The town hired Municipal Resources Inc., through a grant, to conduct a study to review and determine if this is an appropriate option for both towns. The consultants have also done a study for the town on municipal salaries.
Municipal Resources, Inc. (MRI) informed the Select Board that merging Hinsdale’s and Dalton’s Police Departments is feasible but does come with challenges. Both towns would have to overcome organizational structures, new costs, and potential politics, MRI senior consultant David L. Kurz said.
With the new year soon beginning the town is already looking towards the future proposing new positions and considering raises for a variety of positions in the future budget.
Town Manager Thomas Hutcheson proposed changing the assessing assistant from part-time to a 20-hour benefited position in preparation for long-term staffing.
He also recommended reinstating the 10-hour office clerk position to assist the town manager's executive assistant in some clerical and permitting duties that would allow the assistant more time for human resources, procurement, and budgeting.
Another option is hiring a graduate-level intern for $6,000 for six months to assist in capital planning, budget analysis, and various duties.

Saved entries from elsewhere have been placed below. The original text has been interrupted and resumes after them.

PR #5566, opened 2023-10-19
Add `sentry`

### LINKED ISSUE #5440: Investigate Sentry in Electron & Web
Try sentry in `rust/js` to see how it renders stacktrace on Sentry

TimeEngineer:
closes #5440 
It looks like that in `sentry`:
image

### DIFF
--- a/bindings/electron/src/lib.rs
+++ b/bindings/electron/src/lib.rs
@@ -1,6 +1,8 @@
 // Parsec Cloud (https://parsec.cloud) Copyright (c) BUSL-1.1 2016-present Scille SAS
 
 use neon::prelude::*;
+use once_cell::sync::OnceCell;
+use sentry::{ClientInitGuard, ClientOptions};
 use std::sync::Mutex;
 
 mod meths;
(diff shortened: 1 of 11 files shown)


bindings/electron/src/lib.rs
```diff
@@ -10,6 +12,22 @@ lazy_static::lazy_static! {
...
+        SENTRY.get_or_init(|| {
+            sentry::init((
+                sentry_url,
+                ClientOptions {
+                    release: sentry::release_name!(),
+                    ..Default::default()
+                },
+            ))
+        });
+    }
```
FirelightFlagboy, line 28: Should we add a log indicating that sentry was or wasn't configured ?

bindings/electron/src/meths.rs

Another resource that the town could consider is creating a human resource director position in the future, projected for FY25 and starting at $60,000.
The director would create and maintain a comprehensive personnel records system, handle payroll and benefits administration, and update and review the employee handbook with department heads, among other things.
More information on the potential raises and positions here.
The town voted to approve an amended version of the accessory dwelling unit bylaw that has been in process since Oct 2020.
The bylaw was developed in part as a way to increase the amount of affordable housing in town. There were, however, concerns that the bylaw would allow investors to lock up units for short-term rentals and that it only required a simple majority to pass.
The approved amendment allows accessory dwelling units in owner-occupied properties. Town Counsel Timothy Zessin said it could pass constitutional muster if phrased correctly, but that it may be difficult to enforce.
Zack R. McCain III, Planning Board vice chairman, argued that the town should approve the bylaw as written because the amendment is not practical to enforce especially when it comes to a resident selling their home to a company.
Despite his arguments, voters passed the amendment 46-42 and then the bylaw by 56-31.
The proposed Drive through Bylaw failed 44-32 because it required a two-thirds vote to pass.
The current bylaw passed in 2008 allows for drive-throughs at banks, financial institutions, and car washes only.
The updated bylaw would have allowed drive-throughs at other primary businesses for the purpose of economic development but not in residential districts.
Many of the voters present were concerned that this bylaw would affect the design and integrity of the town and open the way for fast-food chains.